Exercise requirements » With the first line as the start and the line containing "applications (status: CONNECTED)" as the end, write out every line of the records exactly.

Dataset entries
---
Issue #1017, opened 2020-03-20
Automatic status update for Application and Runtime entities


crabtree:
**Description**

Status of Application and Runtime entities should be automatically set to `CONNECTED` when the given Application/Runtime communicates with the Director API. The communication can be direct or through the Integration System. Thanks to the tenant-mapping-handler the context of a request contains the required information.

In case the user will modify the status manually, it can be replaced by the automatically computed one.

**Reasons**

We need that feature to know if application or runtime is connected to compass. Without that functionality all entities are marked as INITIAL only.

**AC**

1. Status of Application and Runtime entities must be automatically set to `CONNECTED` when the given Application/Runtime communicates with the Director API. Regardless of the previous status.
**Example**:  Application register package (status: CONNECTED); Runtime ask for applications (status: CONNECTED)

2. If IntegrationSystem communicates with the Director API it manages status of Runtimes and Applications and automatic set to `CONNECTED` feature is disabled (must not happen).
**Example**: Integration System sets Application/Runtime status to "FAILED" (status: FAILED); IS register Application packages without status attriubute (status: stays as it was)

3. In case of User flow update, status is not set to `CONNECTED`, stays as it was. In case the user will modify the status manually, it can be replaced by the automatically computed one.
**Example**:  User creates Application or Runtime by hand (status: as user set); User set status to application definition managed by application (status: changed to user one, when external application will update application definition status changes to `CONNECTED`)

PK85:
Check status:
1) :ok:

PR #1133, opened 2020-04-03
Add automatic status update feature

kjaksik:
**Description**

- Automatically set the application/runtime status to `CONNECTED` when it calls the director

**Related issue(s)**
#1017


components/director/internal/statusupdate/handler.go
```diff
@@ -0,0 +1,120 @@
...
+
+	"github.com/kyma-incubator/compass/components/director/pkg/persistence"
+
+	log "github.com/sirupsen/logrus"
+
+	"github.com/kyma-incubator/compass/components/director/internal/consumer"
+)
+
+type update struct {
+	table    Table
```
aszecowka, line 18: why table is a part of struct?  it can be a local variable in Handler method

components/director/internal/statusupdate/handler.go
```diff
@@ -0,0 +1,120 @@
...
+				u.table = runtimesTable
+			default:
+				next.ServeHTTP(w, r.WithContext(ctx))
+				return
+			}
+
+			tx, err := u.transact.Begin()
+			if err != nil {
+				u.writeError(w, errors.Wrap(err, "while opening transaction").Error(), http.StatusInternalServerError)
+				return
```
aszecowka, line 67: updating status is only auxiliary functionality. Because of that, even if we got an error I suggest continuing handling request. IMO, we should always call `next.ServeHTTP`, do not write errors in the response (just log them). @crabtree @pkosiec what do you think?

components/director/internal/statusupdate/handler.go
```diff
@@ -0,0 +1,120 @@
...
+
+			ctxWithDB := persistence.SaveToContext(ctx, tx)
+
+			isConnected, err := u.repo.IsConnected(ctxWithDB, consumerInfo.ConsumerID, string(u.table))
+			if err != nil {
+				u.writeError(w, errors.Wrap(err, "while checking status").Error(), http.StatusInternalServerError)
+				return
+			}
+
+			if isConnected {
```
aszecowka, line 79: seems to be simpler:
```
			if !isConnected {
				err = u.repo.UpdateStatus(ctxWithDB, consumerInfo.ConsumerID, string(u.table))
				if err != nil {

					u.writeError(w, errors.Wrap(err, "while updating status").Error(), http.StatusInternalServerError)
					return
				}
			}
```

components/director/internal/statusupdate/handler_test.go
```diff
@@ -0,0 +1,226 @@
...
+		Name             string
+		TxFn             func() (*persistenceautomock.PersistenceTx, *persistenceautomock.Transactioner)
+		RepoFn           func() *automock.StatusUpdateRepository
+		Request          *http.Request
+		ExpectedStatus   int
+		ExpectedResponse string
+		MockHandler      http.Handler
+	}{
+		{
+			Name: "Success when integration system",
```
aszecowka, line 46: what does it mean success? If you name this test, like "In case of Integration System, do nothing and execute next handler"  I would learn more just from the test name about the functionality.

components/director/internal/statusupdate/handler_test.go
```diff
@@ -0,0 +1,226 @@
...
+}
+
+func createRequestWithClaims(t *testing.T, id string, consumerType consumer.ConsumerType) *http.Request {
+	req := http.Request{}
+	apiConsumer := consumer.Consumer{ConsumerID: id, ConsumerType: consumerType}
+	ctxWithConsumerInfo := consumer.SaveToContext(context.TODO(), apiConsumer)
+	return req.WithContext(ctxWithConsumerInfo)
+}
+
+func testHandler(t *testing.T, consumerID string, consumerType consumer.ConsumerType) http.HandlerFunc {
```
aszecowka, line 215: minor: fixNextHandler or dummyNextHandler

components/director/internal/statusupdate/handler_test.go
```diff
@@ -0,0 +1,226 @@
...
+			RepoFn: func() *automock.StatusUpdateRepository {
+				repo := automock.StatusUpdateRepository{}
+				repo.On("IsConnected", mock.Anything, testID, applicationsTable).Return(false, nil)
+				repo.On("UpdateStatus", mock.Anything, testID, applicationsTable).Return(testErr)
+				return &repo
+			},
+			Request:          createRequestWithClaims(t, testID, consumer.Application),
+			ExpectedStatus:   http.StatusInternalServerError,
+			ExpectedResponse: "{\"errors\":[{\"message\":\"while updating status: test\"}]}\n",
+			MockHandler:      testHandler(t, testID, consumer.Application),
```
aszecowka, line 183: minor: MockNextHandler, or DummyNextHandler

tests/director/gateway-integration/automatic_status_update_test.go
```diff
@@ -0,0 +1,182 @@
...
+		appOauthCredentialData, ok := appAuth.Auth.Credential.(*graphql.OAuthCredentialData)
+		require.True(t, ok)
+		require.NotEmpty(t, appOauthCredentialData.ClientSecret)
+		require.NotEmpty(t, appOauthCredentialData.ClientID)
+
+		t.Log("Issue a Hydra token with Client Credentials")
+		accessToken := getAccessToken(t, appOauthCredentialData, "application:read")
+		oauthGraphQLClient := gql.NewAuthorizedGraphQLClientWithCustomURL(accessToken, fmt.Sprintf("https://compass-gateway-auth-oauth.%s/director/graphql", domain))
+
+		t.Log("Requesting Viewer as Application")
```
aszecowka, line 125: this probably is not necessary, getApplication will be enough

components/director/internal/statusupdate/repo_test.go
```diff
@@ -0,0 +1,175 @@
...
+
+		//WHEN
+		res, err := repo.IsConnected(ctx, testID, "applications")
+
+		//THEN
+		require.NoError(t, err)
+		assert.True(t, res)
+	})
+
+	t.Run("Success for runtimes", func(t *testing.T) {
```
dbadura, line 45: Do we need cases for `runtimes`?
How the differ from cases for `applications`?

The same question for `Update Query`

tests/director/gateway-integration/automatic_status_update_test.go
```diff
@@ -0,0 +1,182 @@
...
+
+	"github.com/kyma-incubator/compass/components/director/pkg/graphql"
+	"github.com/kyma-incubator/compass/tests/director/pkg/gql"
+	"github.com/kyma-incubator/compass/tests/director/pkg/idtokenprovider"
+	"github.com/stretchr/testify/assert"
+	"github.com/stretchr/testify/require"
+)
+
+func TestAutomaticStatusUpdate(t *testing.T) {
+	domain := os.Getenv("DOMAIN")
```
dbadura, line 21: Do we need all those `os` calls in tests?
Can we for example use `testing.M`?

tests/director/gateway-integration/automatic_status_update_test.go
```diff
@@ -0,0 +1,182 @@
...
+			StatusCondition: &status,
+		}
+		appUpdated, err := updateApplicationWithinTenant(t, ctx, dexGraphQLClient, tenant, app.ID, appUpdateInput)
+		require.NoError(t, err)
+
+		t.Log("Ensure the status condition")
+		assert.Equal(t, graphql.ApplicationStatusConditionFailed, appUpdated.Status.Condition)
+	})
+
+	t.Run("Test status update as Integration System", func(t *testing.T) {
```
dbadura, line 60: I wonder if tests for IS and users are needed?
Because we test the flow in unit tests.

tests/director/gateway-integration/automatic_status_update_test.go
```diff
@@ -0,0 +1,182 @@
...
+
+		t.Log("Issue a Hydra token with Client Credentials")
+		accessToken := getAccessToken(t, appOauthCredentialData, "application:read")
+		oauthGraphQLClient := gql.NewAuthorizedGraphQLClientWithCustomURL(accessToken, fmt.Sprintf("https://compass-gateway-auth-oauth.%s/director/graphql", domain))
+
+		t.Log("Requesting Viewer as Application")
+		viewer := graphql.Viewer{}
+		req := fixGetViewerRequest()
+
+		assert.Equal(t, graphql.ApplicationStatusConditionInitial, app.Status.Condition)
```
dbadura, line 129: Why do you check here the status?
I think this assert is in the middle of nowhere.

The same situation is for runtime test.

components/director/internal/statusupdate/handler_test.go
```diff
@@ -0,0 +1,226 @@
...
+			ExpectedStatus:   http.StatusOK,
+			ExpectedResponse: "OK",
+			MockHandler:      testHandler(t, testID, consumer.Application),
+		},
+		{
+			Name: "Success when runtime",
+			TxFn: txGen.ThatSucceeds,
+			RepoFn: func() *automock.StatusUpdateRepository {
+				repo := automock.StatusUpdateRepository{}
+				repo.On("IsConnected", mock.Anything, testID, runtimesTable).Return(false, nil)
```
dbadura, line 86: We can use `txtest.CtxWithDBMatcher`

components/director/internal/statusupdate/handler.go
```diff
@@ -0,0 +1,120 @@
...
+type Table string
+
+//go:generate mockery -name=StatusUpdateRepository -output=automock -outpkg=automock -case=underscore
+type StatusUpdateRepository interface {
+	UpdateStatus(ctx context.Context, id, table string) error
+	IsConnected(ctx context.Context, id, table string) (bool, error)
+}
+
+const (
+	applicationsTable Table = "applications"
```
aszecowka, line 32: handler should not be aware of table names, it will be better to have separate methods for app and runtimes (IsApplicationConnected) or introduce some enum.

tests/director/gateway-integration/automatic_status_update_test.go
```diff
@@ -0,0 +1,175 @@
...
+
+		t.Logf("Registered Integration System with [id=%s]", intSys.ID)
+		defer unregisterIntegrationSystem(t, ctx, dexGraphQLClient, testConfig.DefaultTenant, intSys.ID)
+
+		t.Log("Request Client Credentials for Integration System")
+		intSysOauthCredentialData := requestClientCredentialsForIntegrationSystem(t, ctx, dexGraphQLClient, testConfig.DefaultTenant, intSys.ID)
+
+		t.Log("Issue a Hydra token with Client Credentials")
+		accessToken := getAccessToken(t, intSysOauthCredentialData, "application:write")
+		oauthGraphQLClient := gql.NewAuthorizedGraphQLClientWithCustomURL(accessToken, fmt.Sprintf("https://compass-gateway-auth-oauth.%s/director/graphql", testConfig.Domain))
```
dbadura, line 68: You can create this URL before all tests.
---
Response »
Issue #1017, opened 2020-03-20
Automatic status update for Application and Runtime entities


crabtree:
**Description**

Status of Application and Runtime entities should be automatically set to `CONNECTED` when the given Application/Runtime communicates with the Director API. The communication can be direct or through the Integration System. Thanks to the tenant-mapping-handler the context of a request contains the required information.

In case the user will modify the status manually, it can be replaced by the automatically computed one.

**Reasons**

We need that feature to know if application or runtime is connected to compass. Without that functionality all entities are marked as INITIAL only.

**AC**

1. Status of Application and Runtime entities must be automatically set to `CONNECTED` when the given Application/Runtime communicates with the Director API. Regardless of the previous status.
**Example**:  Application register package (status: CONNECTED); Runtime ask for applications (status: CONNECTED)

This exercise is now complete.